Work instruction: Find the lines below holding the word "default" and copy each of them.
START Materials provided
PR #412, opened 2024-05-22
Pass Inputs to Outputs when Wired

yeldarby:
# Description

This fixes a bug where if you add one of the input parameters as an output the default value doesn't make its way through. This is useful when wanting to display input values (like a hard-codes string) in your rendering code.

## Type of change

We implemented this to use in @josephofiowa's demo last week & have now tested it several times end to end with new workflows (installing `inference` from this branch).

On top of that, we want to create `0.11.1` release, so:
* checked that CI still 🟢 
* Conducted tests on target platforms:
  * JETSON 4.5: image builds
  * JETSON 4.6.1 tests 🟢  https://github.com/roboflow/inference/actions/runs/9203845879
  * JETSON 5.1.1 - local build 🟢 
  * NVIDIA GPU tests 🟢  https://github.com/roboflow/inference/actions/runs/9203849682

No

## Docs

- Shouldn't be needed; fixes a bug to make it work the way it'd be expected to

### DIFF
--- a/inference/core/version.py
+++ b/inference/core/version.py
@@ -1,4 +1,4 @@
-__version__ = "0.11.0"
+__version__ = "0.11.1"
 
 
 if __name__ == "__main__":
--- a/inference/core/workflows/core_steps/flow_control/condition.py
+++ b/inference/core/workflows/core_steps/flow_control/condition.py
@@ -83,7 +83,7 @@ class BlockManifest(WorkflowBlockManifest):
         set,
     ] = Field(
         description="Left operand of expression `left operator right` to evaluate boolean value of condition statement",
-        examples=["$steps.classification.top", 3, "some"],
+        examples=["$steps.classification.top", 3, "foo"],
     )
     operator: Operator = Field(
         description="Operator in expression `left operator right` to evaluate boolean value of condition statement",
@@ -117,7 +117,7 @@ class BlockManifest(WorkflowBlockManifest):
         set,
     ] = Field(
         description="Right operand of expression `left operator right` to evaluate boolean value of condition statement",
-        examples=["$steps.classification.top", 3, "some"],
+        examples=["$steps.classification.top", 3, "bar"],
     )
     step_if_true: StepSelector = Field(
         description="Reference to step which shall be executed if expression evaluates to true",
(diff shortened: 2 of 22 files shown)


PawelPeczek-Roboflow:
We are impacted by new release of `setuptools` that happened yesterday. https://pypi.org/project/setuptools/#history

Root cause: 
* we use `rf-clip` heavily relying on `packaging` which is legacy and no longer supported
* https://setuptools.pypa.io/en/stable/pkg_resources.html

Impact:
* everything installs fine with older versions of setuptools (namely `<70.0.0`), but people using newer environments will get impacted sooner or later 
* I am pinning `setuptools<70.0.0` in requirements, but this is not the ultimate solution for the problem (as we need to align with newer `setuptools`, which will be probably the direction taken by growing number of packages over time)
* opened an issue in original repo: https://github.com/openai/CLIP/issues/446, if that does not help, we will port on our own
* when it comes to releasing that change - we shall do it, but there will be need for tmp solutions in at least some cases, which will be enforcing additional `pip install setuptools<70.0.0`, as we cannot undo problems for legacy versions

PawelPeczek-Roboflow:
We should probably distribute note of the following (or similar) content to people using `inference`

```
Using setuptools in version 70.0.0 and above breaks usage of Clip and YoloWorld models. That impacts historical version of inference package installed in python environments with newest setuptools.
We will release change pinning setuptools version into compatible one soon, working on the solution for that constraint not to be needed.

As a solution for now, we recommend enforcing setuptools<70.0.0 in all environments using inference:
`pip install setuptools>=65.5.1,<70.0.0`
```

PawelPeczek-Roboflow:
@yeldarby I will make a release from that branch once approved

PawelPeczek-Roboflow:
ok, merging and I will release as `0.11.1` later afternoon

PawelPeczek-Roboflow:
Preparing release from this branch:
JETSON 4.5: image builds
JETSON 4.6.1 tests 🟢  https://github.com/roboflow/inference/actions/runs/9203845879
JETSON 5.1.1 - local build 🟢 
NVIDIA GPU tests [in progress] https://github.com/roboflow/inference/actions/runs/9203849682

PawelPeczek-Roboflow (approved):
END Materials provided
START Materials provided
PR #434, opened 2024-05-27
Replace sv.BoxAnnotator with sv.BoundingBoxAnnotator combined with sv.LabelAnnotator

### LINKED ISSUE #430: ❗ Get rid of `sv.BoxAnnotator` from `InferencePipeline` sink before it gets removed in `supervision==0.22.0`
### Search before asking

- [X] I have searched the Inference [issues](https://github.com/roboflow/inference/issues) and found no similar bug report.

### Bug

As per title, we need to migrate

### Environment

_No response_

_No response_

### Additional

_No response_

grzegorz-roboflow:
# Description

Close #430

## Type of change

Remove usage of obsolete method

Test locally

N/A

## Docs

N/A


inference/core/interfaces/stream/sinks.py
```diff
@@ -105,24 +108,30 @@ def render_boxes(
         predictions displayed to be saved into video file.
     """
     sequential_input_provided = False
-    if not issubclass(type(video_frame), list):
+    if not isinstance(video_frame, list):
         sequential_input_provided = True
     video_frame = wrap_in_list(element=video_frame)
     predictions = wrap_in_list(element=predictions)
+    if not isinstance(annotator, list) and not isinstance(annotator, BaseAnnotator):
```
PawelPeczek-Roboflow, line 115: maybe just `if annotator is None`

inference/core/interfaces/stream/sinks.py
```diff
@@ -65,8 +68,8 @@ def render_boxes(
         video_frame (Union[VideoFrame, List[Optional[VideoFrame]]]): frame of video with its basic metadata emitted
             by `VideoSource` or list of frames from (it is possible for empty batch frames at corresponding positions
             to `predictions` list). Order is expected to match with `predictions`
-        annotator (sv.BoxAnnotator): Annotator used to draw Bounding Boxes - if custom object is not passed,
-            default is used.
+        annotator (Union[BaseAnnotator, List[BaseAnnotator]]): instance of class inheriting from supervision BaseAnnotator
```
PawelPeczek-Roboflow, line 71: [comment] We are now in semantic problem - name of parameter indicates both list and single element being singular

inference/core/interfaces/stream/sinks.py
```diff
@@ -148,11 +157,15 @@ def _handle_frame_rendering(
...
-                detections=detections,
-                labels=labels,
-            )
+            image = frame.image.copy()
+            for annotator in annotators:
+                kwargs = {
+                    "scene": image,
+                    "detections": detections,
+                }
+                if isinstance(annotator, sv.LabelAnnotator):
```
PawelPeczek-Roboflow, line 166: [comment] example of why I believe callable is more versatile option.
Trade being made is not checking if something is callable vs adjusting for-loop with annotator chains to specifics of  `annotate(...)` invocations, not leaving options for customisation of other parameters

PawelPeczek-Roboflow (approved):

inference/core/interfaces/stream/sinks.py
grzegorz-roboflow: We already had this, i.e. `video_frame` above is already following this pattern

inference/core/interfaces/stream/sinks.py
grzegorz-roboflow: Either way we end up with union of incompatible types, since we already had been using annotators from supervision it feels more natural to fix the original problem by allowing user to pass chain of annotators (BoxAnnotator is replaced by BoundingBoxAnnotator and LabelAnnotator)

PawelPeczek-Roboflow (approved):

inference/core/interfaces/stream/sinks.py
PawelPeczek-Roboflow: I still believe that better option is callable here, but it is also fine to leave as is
END Materials provided
START Materials provided
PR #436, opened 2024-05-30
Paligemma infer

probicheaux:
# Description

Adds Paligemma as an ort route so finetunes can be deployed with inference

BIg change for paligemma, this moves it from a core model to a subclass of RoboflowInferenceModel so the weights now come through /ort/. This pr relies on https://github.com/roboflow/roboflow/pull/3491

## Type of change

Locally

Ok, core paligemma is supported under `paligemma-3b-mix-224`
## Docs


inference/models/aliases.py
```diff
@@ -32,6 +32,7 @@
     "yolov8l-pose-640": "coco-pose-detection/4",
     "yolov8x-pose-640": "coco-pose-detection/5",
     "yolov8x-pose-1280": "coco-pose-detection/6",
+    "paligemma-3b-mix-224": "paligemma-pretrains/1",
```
END Materials provided
Output:
This fixes a bug where if you add one of the input parameters as an output the default value doesn't make its way through. This is useful when wanting to display input values (like a hard-codes string) in your rendering code.
-            default is used.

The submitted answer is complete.